Charvet
Charvet was established in 1838 on the Rue de Richelieu, making it the oldest surviving shirtmaker in the world — a seniority that predates Turnbull & Asser by 47 years and every other house in the Jermyn Street tradition by a generation or more. The house moved to its current address on the Place Vendôme in the late 19th century, and has remained there through five generations of the Denis family, who still own it today.
In an era when the ownership of heritage brands has become a financial instrument — houses passing between luxury conglomerates with the frequency of balance-sheet items — Charvet's continued independence, under the same family, on the same square, is an anomaly that the serious buyer should register. Independence of this kind produces a particular quality of indifference to trend that no amount of heritage marketing can manufacture.
The Place Vendôme
The Place Vendôme — an octagonal square in the first arrondissement of Paris, the address of Cartier, Van Cleef & Arpels, and the Ritz — is arguably the most serious commercial address in Europe. The associations are exactly what Charvet wishes them to be: precision craftsmanship, financial seriousness, the permanence of excellence.
The shop occupies six floors, with each devoted to a different category of goods: shirting, ties, accessories, women's goods, and the cloth archive. The fabric selection — reportedly several thousand shirting cloths held in stock at any time, in lengths available for immediate cutting — is without parallel anywhere in the world. No other shirtmaker, English or otherwise, maintains anything approaching it.
The clientele has historically spanned the intellectual and artistic life of Paris as much as its financial and aristocratic worlds: Baudelaire's circle, Marcel Proust, Charles de Gaulle. More recently, an international client base makes the pilgrimage to the Place Vendôme specifically — treating the visit as one would a visit to any serious institution, which it is.
The French Distinction
The French shirtmaking tradition differs from the English in several respects that matter when making a selection between houses.
The collar: Charvet constructs its collars with a softer interlining than the stiffened English spread collar, producing a roll that falls naturally without collar stiffeners — intended to be worn with a loose, confident knot rather than the tight four-in-hand that a structured spread demands. The signature Charvet collar has a medium spread with a pronounced roll, closer in spirit to the Italian tradition than to Jermyn Street.
The body: the French cut allows more room through the chest and a slightly longer body than the English, reflecting a different assumption about how a shirt should relate to the body — draping rather than adhering.
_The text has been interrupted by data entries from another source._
PR #1889, opened 2015-08-20
Enable custom usertext-instance in usertext smarty plugin

alexispeter:
- Adds an extensible base for list-based usertext filters with wildcard capabillities, uses logic that was previously implemented on the badwords-paging
- Allows usage of pre-configured usertext instances in usertext smarty plugin for special filter usage


alexispeter:
please review @fauvel

This approach now only applies the filter once, as opposed to applying the filter multiple times, which would not work with the spamword-highlighting filter.
As a result, the badword-filter will no longer replace badwords that are created by application of the filter itself (see changes to the unit-test), which is probably not necessary since its highly unlikely that this would ever happen.

library/CM/Usertext/Filter/ListReplace.php
```diff
@@ -0,0 +1,119 @@
...
+
+    /**
+     * @param $text
+     * @return string
+     */
+    public function replaceMatch($text) {
+        $text = (string) $text;
+        $regex = $this->_toRegex();
+        $count = preg_match_all($regex, $text);
+        if ($count) {
```
fauvel: Why this first step?

library/CM/Usertext/Filter/ListReplace.php
```diff
@@ -0,0 +1,119 @@
...
+    }
+
+    /**
+     * @param $text
+     * @return string
+     */
+    public function replaceMatch($text) {
+        $text = (string) $text;
+        $regex = $this->_toRegex();
+        $count = preg_match_all($regex, $text);
```
fauvel: Why this first step?

library/CM/Usertext/Filter/ListReplace.php
```diff
@@ -0,0 +1,119 @@
...
+    /**
+     * @param string $phrase
+     * @return string
+     */
+    protected function _transformItemToRegex($phrase) {
+        $regexp = preg_quote($phrase, '#');
+        $regexp = str_replace('\*', '[^A-Za-z]*', $regexp);
+        $regexp = str_replace('\|', '\b', $regexp);
+        $regexp = '\S*' . $regexp . '\S*';
+        return $regexp;
```
fauvel: I would add the delimiters & flags `#...#i` right here (they belong to the regex)

library/CM/Usertext/Filter/ListReplace.php
```diff
@@ -0,0 +1,119 @@
...
+    }
+
+    /**
+     * @return string
+     */
+    private function _toRegex() {
+        $cacheKey = $this->_getCacheKey();
+        $cache = CM_Cache_Shared::getInstance();
+        $phrasesRegex = null;
+        if (false == ($phrasesRegex = $cache->get($cacheKey))) {
```
fauvel: Use `===`

library/CM/Usertext/Filter/ListReplace.php
```diff
@@ -0,0 +1,119 @@
...
+        return CM_CacheConst::Usertext_Filter_ReplaceList . '_phrasesHash:' . md5(implode('', iterator_to_array($this->_phrases)));
+    }
+
+    /**
+     * @return string
+     */
+    private function _toRegex() {
+        $cacheKey = $this->_getCacheKey();
+        $cache = CM_Cache_Shared::getInstance();
+        $phrasesRegex = null;
```
fauvel: You don't need to initialize here

library/CM/Usertext/Filter/ListReplace.php
alexispeter: code from an earlier approach I forgot to take out

library/CM/Usertext/Filter/ListReplace.php
```diff
@@ -0,0 +1,119 @@
...
+
+        return false;
+    }
+
+    /**
+     * @param string $userInput
+     * @return bool
+     */
+    public function isMatch($userInput) {
+        if (preg_match($this->_toRegex(), (string) $userInput)) {
```
fauvel: What about `return (bool) preg_match()`?

tests/library/CM/Usertext/Filter/BadwordsTest.php
```diff
@@ -2,61 +2,21 @@
...
+        $this->assertSame('… bar', $filter->transform('foo bar', new CM_Frontend_Render()));
+    }
 
-        $actual = $filter->transform("hello foobar there", $render);
-        $this->assertSame("hello ${replace} there", $actual);
-        $actual = $filter->transform("hello XfoobarX there", $render);
-        $this->assertSame("hello ${replace} there", $actual);
-        $actual = $filter->transform("hello mayo.foobar.ran there", $render);
-        $this->assertSame("hello ${replace} there", $actual);
+    public function testTransformCustomtReplacement() {
```
fauvel: Typo (`testTransformCustomReplacement `)

library/CM/Usertext/Filter/ListReplace.php
```diff
@@ -0,0 +1,111 @@
...
+     */
+    public function isMatch($userInput) {
+        return (boolean) preg_match($this->_toRegex(), (string) $userInput);
+    }
+
+    /**
+     * @return string
+     */
+    private function _getCacheKey() {
+        return CM_CacheConst::Usertext_Filter_ReplaceList . '_phrasesHash:' . md5(implode('', iterator_to_array($this->_phrases)));
```
fauvel: Is that caching!? Computing the cache key is almost as expensive as computing the cached value...

alexispeter: Is caching even needed?

fauvel: Caching the source paging for sure.

alexispeter: Did a quick benchmark to be sure, calculating the regex takes much less time than the actual cache-call.

library/CM/Usertext/Filter/Badwords.php
```diff
@@ -1,12 +1,12 @@
...
-    public function transform($text, CM_Frontend_Render $render) {
-        $text = (string) $text;
-        $badwordList = new CM_Paging_ContentList_Badwords;
-        $text = $badwordList->replaceMatch($text, '…');
-
-        return $text;
+    /**
+     * @param string|null $replace
+     */
+    public function __construct($replace = null) {
```
fauvel: Maybe rename to `$replacementPattern` for clarity?

fauvel:
lgtm!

The cuff: Charvet defaults to the single (barrel) cuff rather than the double (French) cuff — a choice that seems counterintuitive given the cuff's name, but reflects the French preference for a cleaner, less ceremonial finish.
Ties and Accessories
Charvet's neckwear is at least as important to the house's identity as its shirts. The seven-fold silk ties — hand-rolled edges, silks woven in Como to Charvet's own designs — are among the most collected in the world. The construction principle is the same as the finest English seven-fold ties: the silk is folded without internal lining, so the fabric itself provides the body and drape of the blade.
What distinguishes Charvet's ties from their English counterparts is the scale and character of the design. Where Drake's tends toward controlled, understated pattern, Charvet ties are more richly coloured, more complex in their printed designs, more assertively French in their visual logic. These are ties that reward close examination.
The scarves, pocket squares, and accessories maintain the same standard: the hand-rolled edge is universal, the cloth selection is exceptional.
Made-to-Measure
The made-to-measure programme takes full measurements and maintains a personal pattern on file. The cloth selection at this level gives access to the full archive — the thousands of cloths held in the upper floors that never appear in the ready-to-wear line. Minimum orders are typically six shirts. The fitting appointment can be combined with cloth selection and completed in a single visit if the client's requirements are clear in advance.
FAQs
What do Charvet shirts cost? Ready-to-wear shirts begin at approximately €450. Made-to-measure begins at approximately €600–800 per shirt depending on the cloth.
What do the ties cost? Seven-fold silk ties from approximately €250. The house does not discount.
Can I visit without an appointment? The ready-to-wear floors are open to visitors. A made-to-measure appointment should be arranged in advance.